Search the listing for the word "GuardedThreeClassVirtual". Copy every line where it is found.

BEGIN EXERCISE DATA

PR #174, opened 2018-12-07
initial cut at guarded devirt perf tests

AndyAyersMS:
I can see these are getting compiled but they don't show up in listing or filtering.

So not sure what I'm doing wrong.

@adamsitnik can you take a look?

### DIFF
--- a/src/benchmarks/micro/coreclr/Devirtualization/GuardedThreeClassVirtual.cs
+++ b/src/benchmarks/micro/coreclr/Devirtualization/GuardedThreeClassVirtual.cs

END EXERCISE DATA

* _RESPONSE FOR THIS EXERCISE_
--- a/src/benchmarks/micro/coreclr/Devirtualization/GuardedThreeClassVirtual.cs
+++ b/src/benchmarks/micro/coreclr/Devirtualization/GuardedThreeClassVirtual.cs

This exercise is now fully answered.